With the setting of an hourly wage, a compensable factor that usually has some impact on the rate of compensation is the complexity of the tasks that the employee performs as part of his or her employment duties. Tasks that are classed as calling for unskilled labor, or that are highly repetitious in nature may come with a lower rate of pay. To some degree, the efficiency of the employee in carrying out those tasks may result in some increase in compensation, such as a merit raise or a raise based on the longevity of the person’s employment with the company. While these considerations will have some influence on the wages earned, the type of work involved will usually provide the crucial compensable factor for assembly line work and similar types of jobs.

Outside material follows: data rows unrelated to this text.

Issue #7343, opened 2024-09-03
Time Series reset view issue when hiding data via the view ui


NickLaurenson-Visionick:
**Describe the annoyance**

Resseting the view in a Time Series doesn't work when some data are hidden via the View. It behave as if the data is still visible.

When we hide the data via the blueprint panel, it work as espected.

**To Reproduce**

1. Run this script
```python
"""Log a scalar over time."""

from math import cos, sin, tau

import rerun as rr

rr.init("rerun_example_series_line_style", spawn=True)

# Set up plot styling:
# They are logged as static as they don't change over time and apply to all timelines.
# Log two lines series under a shared root so that they show in the same plot by default.
rr.log("trig/sin",
       rr.SeriesLine(color=[255, 0, 0], name="sin(0.01t)", width=2), static=True)
rr.log("trig/cos",
       rr.SeriesLine(color=[0, 255, 0], name="cos(0.01t)", width=4), static=True)

# Log the data on a timeline called "step".
for t in range(0, int(tau * 2 * 100.0)):
    rr.set_time_sequence("step", t)

    rr.log("trig/sin", rr.Scalar((sin(float(t) / 100.0)+100)))
    rr.log("trig/cos", rr.Scalar(cos(float(t) / 100.0)))

```
2. Click here:
![image](https://github.com/user-attachments/assets/36c9c091-799a-4a11-9c34-6c2f1ffe3ab8)

4. double click on the View to reset the camera

**Expected behavior**

**Desktop (please complete the following information):**
 - OS: ubuntu 22.04

Wumpf:
Strongly related to:
* https://github.com/rerun-io/rerun/issues/4974

PR #9353, opened 2025-03-21
Fix time series display range being affected by invisible plots

Wumpf:
### Related

* https://github.com/rerun-io/rerun/issues/7343

### What

Reset plot view before:
image

After:
image


abey79 (approved):
thanks! that behaviour was really annoying

PR #9359, opened 2025-03-24
redap_jobs: introduce grpc definitions

andrea-reale:
### Related

* Part of [redap #276 ](https://github.com/rerun-io/dataplatform/issues/276)

### What

This PR introduces gRPC definitions for the service that will enable interaction with redap persistent jobs. See [redap #276 ](https://github.com/rerun-io/dataplatform/issues/276).


crates/store/re_protos/proto/rerun/v1alpha1/jobs.proto
```diff
@@ -0,0 +1,50 @@
+syntax = "proto3";
+
+package rerun.redap_jobs.v1alpha1;
+
+import "rerun/v1alpha1/common.proto";
+
+// JobsService is the service for submitting and querying persistend redap tasks.
```
teh-cmc, line 7:
```suggestion
// JobsService is the service for submitting and querying persistent redap tasks.
```

crates/store/re_protos/proto/rerun/v1alpha1/jobs.proto
```diff
@@ -0,0 +1,50 @@
...
+service JobsService {
```
teh-cmc, line 8: It seems like the notion of a job doesn't exist at all anymore, should this be a `TasksService`?

crates/store/re_protos/proto/rerun/v1alpha1/jobs.proto
```diff
@@ -0,0 +1,50 @@
...
+  rpc Query(QueryRequest) returns (QueryResponse);
+}
+
+message SubmitTasksRequest {
+  repeated Task tasks = 1;
+}
+
+message SubmitTasksResponse {}
+
+// A task is the unit of work in a tasks.
```
teh-cmc, line 21: ?

crates/store/re_protos/proto/rerun/v1alpha1/jobs.proto
```diff
@@ -0,0 +1,50 @@
...
+message Task {
+  // Unique identifier for the task
+  string task_id = 1;
+  // Type of the task
+  string task_type = 2;
+  // Task-type dependant data necessary de-serialize the task
```
teh-cmc, line 27:
```suggestion
  // Task-type dependent data necessary to de-serialize the task
```

crates/store/re_protos/proto/rerun/v1alpha1/jobs.proto
```diff
@@ -0,0 +1,50 @@
...
+    QueryAllTasksRequest query_all_tasks = 1;
+    // Filter tasks by id
+    QueryFilterTasksRequest query_filter_tasks = 2;
+  }
+}
+
+message QueryAllTasksRequest {}
+message QueryFilterTasksRequest {
+  repeated string task_ids = 1;
+}
```
teh-cmc, line 44: `oneof` can create a lot of usability issues down the line -- my advice is to avoid it when it's not absolutely necessary.

Dropping it will also remove a bunch of typing layers in this instance:
```suggestion
// QueryRequest is the request message for querying tasks status
message QueryRequest {
  // If set, unconditionally fetch all tasks, always.
  bool fetch_all = 1;

  repeated string task_ids = 2;
}
```

At which point I would suggest to simply do this:
```suggestion
// QueryRequest is the request message for querying tasks status
message QueryRequest {
  // Empty queries for all tasks, if the server allows it, otherwise returns an error.
  repeated string task_ids = 1;
}
```

crates/store/re_protos/proto/rerun/v1alpha1/jobs.proto
andrea-reale: sloppy find and replace

PR #9362, opened 2025-03-24
Move opt-in of recording properties rule to `ViewContent`

### LINKED ISSUE #9351: Unify `view_content` behavior across UI and SDK
Currently, we show the explicitly ignored partition properties in the `view_contents` of the UI. This has several problems:

* It looks noisy to have something in red always show up.
* All our usages should be unified, and right now properties show up in the UI, while they are automagically added for things like dataframe queries.

For now, we should just hide (filter out) the recording properties everywhere.

grtlr:
### Related

* Closes #9351 

### What

This moves the opt-in logic for querying recording properties down one level to the `ViewContents`. This should unify our handling of that query in the UI as well as across our different SDKs (dataframe, ...).


grtlr:
Superseded by #9366.

PR #9364, opened 2025-03-24
Change `DeleteDatasetEntry` to `DeleteEntry` in both the protos and the Python SDK

### LINKED ISSUE #9344: Rename `DeleteDatasetEntry` to `DeleteEntry` in protos
No need to have `DeleteDataset`, `DeleteTable`, etc. All of these have an `EntryId`, so they can use a single `DeleteEntry` call.

abey79:
### Related

- Fixes #9344
- Sibling https://github.com/rerun-io/dataplatform/pull/444

### What

All entries should be deletable, so it was a mistake to make it specific to dataset in the first place.

### DIFF
--- a/crates/store/re_protos/proto/rerun/v1alpha1/catalog.proto
+++ b/crates/store/re_protos/proto/rerun/v1alpha1/catalog.proto
@@ -10,9 +10,11 @@ import "rerun/v1alpha1/common.proto";
 
 service CatalogService {
   rpc FindEntries(FindEntriesRequest) returns (FindEntriesResponse) {}
+  rpc DeleteEntry(DeleteEntryRequest) returns (DeleteEntryResponse) {}
+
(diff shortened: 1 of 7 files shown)


crates/store/re_protos/proto/rerun/v1alpha1/catalog.proto
```diff
@@ -27,6 +28,14 @@ message FindEntriesResponse {
   repeated EntryDetails entries = 1;
 }
 
+// DeleteDatasetEntry
+
+message DeleteEntryRequest {
+  rerun.common.v1alpha1.Tuid id = 1;
```
teh-cmc, line 34: I would prefer if we had an actual `EntryId` type. Our total number of ID things has quadrupled in the last weeks, a lot of things are Tuids now...

teh-cmc (approved):

jleibs (approved):
Let's handle the EntryId topic separately. It probably makes sense, but all the nesting is so annoying in practice esp in these cases where it's unambiguous from context.

PR #9365, opened 2025-03-24
introduce the `Frontend` service

teh-cmc:
Introduces the `Frontend` service, which is the public gRPC service for the entire platform.

It does very little beyond basic auth and proxying at the moment, except for one very important thing: it resolves dataset IDs into physical dataset handles for downstream services that don't have this information.
It also acts as the last encapsulation barrier: all the services downstream are effectively private and thus have less sensitive to breaking changes.

On the DP side, this service is implemented by the `redap_frontend` crate, which we expect will do a lot more in the future (e.g. auth, tls termination, rerun-specific load-balancing, even support other protocols such as Arrow Flight or raw HTTP).

* Implementation: https://github.com/rerun-io/dataplatform/pull/445


crates/store/re_protos/proto/rerun/v1alpha1/frontend.proto
```diff
@@ -0,0 +1,69 @@
...
+// --- Manifest Registry ---
+
+message RegisterPartitionsRequest {
+  rerun.common.v1alpha1.Tuid dataset_id = 1;
+
+  // Partitions to add
+  repeated rerun.manifest_registry.v1alpha1.Partition partitions = 2;
+
+  // what to do if partition is already registered
+  // TODO(cmc): why is this in manifest_registry??
```
teh-cmc, line 50: @teh-cmc

crates/store/re_protos/proto/rerun/v1alpha1/frontend.proto
```diff
@@ -0,0 +1,69 @@
...
+
+import "rerun/v1alpha1/catalog.proto";
+import "rerun/v1alpha1/common.proto";
+import "rerun/v1alpha1/manifest_registry.proto";
+
+// TODO(cmc): I've decided to re-use the underlying response types for now, in the name of expediency.
+// This is bad in the long term (breaking changes to the internal APIs should not result in breaking
+// changes to the public API and, in general, the two being coupled doesn't make much sense).
+// It's the very early days though, we know we're going to completely break all of this in the coming
+// weeks anyway.
```
teh-cmc, line 13: Then again, this will be less effort than fighting our lints so... let's do it?

teh-cmc:
Surely the test-wheels failure is unrelated...

andrea-reale (approved):

PR #9367, opened 2025-03-24
DataFusion queries against new catalog

timsaucer:
### Related

Closes https://github.com/rerun-io/dataplatform/issues/407

### What

This PR includes methods for turning both request/response and streaming services from our GRPC definitions into DataFusion table providers. It expands the previous work and supersedes https://github.com/rerun-io/rerun/pull/9320

This code creates two different traits for conversion of either single response or streams of data into table providers.


Wumpf:
@timsaucer I reckon this is outdated by now and should be closed?

PR #9377, opened 2025-03-26
Improve local <> remote flow

lucasmerlin:
### Related

* Part of https://github.com/rerun-io/dataplatform/issues/396

### What

Groups items in the recordings panel by their dataset / locally by app id / examples


crates/viewer/re_viewer/src/ui/recordings_panel.rs
```diff
@@ -152,90 +149,227 @@ fn recording_list_ui(
         );
     }
 
-    for (app_id, entity_dbs) in entity_dbs_map {
-        app_and_its_recordings_ui(ctx, ui, &app_id, entity_dbs);
+    let title =
+        |title| re_ui::list_item::LabelContent::new(egui::RichText::new(title).size(11.0).strong());
```
abey79, line 153: nit: if you turn that into a a fn, it could accept `impl Into<String>` and you could skip some `.to_owned()` later

crates/viewer/re_viewer/src/ui/recordings_panel.rs
```diff
@@ -152,90 +149,227 @@ fn recording_list_ui(
...
     ui: &mut egui::Ui,
-    app_id: &ApplicationId,
+    kind: &DatasetKind,
     mut entity_dbs: Vec<&EntityDb>,
 ) {
     entity_dbs.sort_by_key(|entity_db| entity_db.recording_property::<Timestamp>());
 
-    let app_item = Item::AppId(app_id.clone());
-    let selected = ctx.selection().contains_item(&app_item);
+    // TODO(lucasmerlin): Can we select a dataset?
```
abey79, line 312: Not yet. Soon, the redap browser should make the dataset selectable and show its TOC though.

abey79 (approved):
Nice!

crates/viewer/re_viewer/src/ui/recordings_panel.rs
lucasmerlin: Added this as a helper to LabelContent. Also added ListItem::header which adds a matching y offset

crates/viewer/re_ui/src/list_item/list_item.rs
```diff
@@ -287,10 +307,16 @@ impl ListItem {
...
+            mut height,
+            y_offset,
             render_offscreen,
         } = self;
 
+        if y_offset != 0.0 {
+            ui.add_space(y_offset);
+            height -= y_offset;
+        }
+
```
abey79, line 319: The result of this is the gap, visible eg here:

image

I wonder if things would not look better if we kept the original height for the highlight.

An alternative would be to not have full-width highlight for those titles, but some other kind of highlight (to suggest they are [sometime] clickable). I think i would prefer that, but then it becomes a design issue, so probably out of scope for this pr.

abey79 (approved):

PR #9381, opened 2025-03-26
Implement basic UI to display recording properties

### LINKED ISSUE #9188: Create dedicated UI for recording properties

grtlr:
### Related

* Closes #9188

### What

This crates a basic _Properties_ section in the `re_selection_panel` to show the recording properties.

> [!IMPORTANT]
> The truncation in the screenshot below will be handled by:
>
> * #9391

image


crates/viewer/re_data_ui/src/entity_db.rs
```diff
@@ -227,5 +213,32 @@ impl crate::DataUi for EntityDb {
                 }
             }
         }
+
+        ui.section_collapsing_header("Properties").show(ui, |ui| {
```
abey79, line 217: This has a weird interaction with the top-level `Data` collapsing header:

Collapse properties:
image

Collapse Data:

image

(I'd expect "Properties" to still be visible)

My  suggestion would be to NOT add this here, but instead add it to `re_selection_panel` when the recording is selected.

abey79 (commented):
I strongly suggest to move properties to the selection panel instead of the `EntityDb` data ui.

abey79 (approved):
Looks good, thanks!

PR #9743, opened 2025-04-15
Move `RequestedObject` and `table_utils` to `re_dataframe_ui`

abey79:
### Related

* Part of https://github.com/rerun-io/rerun/issues/9741

### What

Move `RequestedObject` and `table_utils` to the new `re_dataframe_ui` crate.

PR #9748, opened 2025-04-15
Revert making `RequestedObject` clone

abey79:
#9743 mistakenly made `RequestedObject` clone. This makes for unsound logic though, as it relies on a one-shot channel. This PR removes `Clone` and switched to `std::mpsc` to enforce non-clonability.

Related:
- #9743


lucasmerlin (approved):
Thanks!

crates/viewer/re_dataframe_ui/src/requested_object.rs
```diff
@@ -1,9 +1,9 @@
-use crossbeam_channel::{bounded, Receiver};
+use std::sync::mpsc::{sync_channel, Receiver};
 
 use re_viewer_context::{AsyncRuntimeHandle, WasmNotSend};
 
 /// A handle to an object that is requested asynchronously.
-#[derive(Debug, Clone)]
+#[derive(Debug)]
```
emilk, line 6: Add a comment here explaining why it _shouldn't_ be `Clone`. Or even enforce it in a test.

abey79: I'm not sure how to write that test. Do you have an example for that?

emilk: You can use https://github.com/rerun-io/rerun/pull/9748

abey79: Nice!

abey79:
ci failure is not related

When it comes to salaried positions, a compensable factor of great importance is usually the skill set that the employee brings to the workplace. A combination of formal education and experience will often result in receiving a higher salary as well as additional benefits in the overall compensation package. This is particularly true if the past experience of the employee includes a number of successes in the business world, since this creates a perception that those successes can be replicated to the advantage of the new employer.
Even employment that is based on piece work will require the consideration of a compensable factor or two. With this application, the focus is often on how quickly the employee can turn out finished units that are of acceptable quality. For example, an employee who is able to produce ten units per production hour versus one who can produce seven will likely be considered more valuable to the operation, since more finished units means more opportunity to make sales and generate profit. Typically, companies offering piece work will consider speed to be a compensable factor that influences the pay offered per finished unit, setting that rate of pay at a point that is considered equitable by the employee while still allowing the employer to realize a decent level of profit from each unit sold.
A good number of those factors are going straight out the window these days. What is more common in this down economy is to combine jobs -- give an employee a modest raise to handle his or her duties and take on another job. Through that method, a lot of organizations are cutting people while dumping more work on the employees remaining.
The threat is obvious -- "put up with this or you, too, will be unemployed."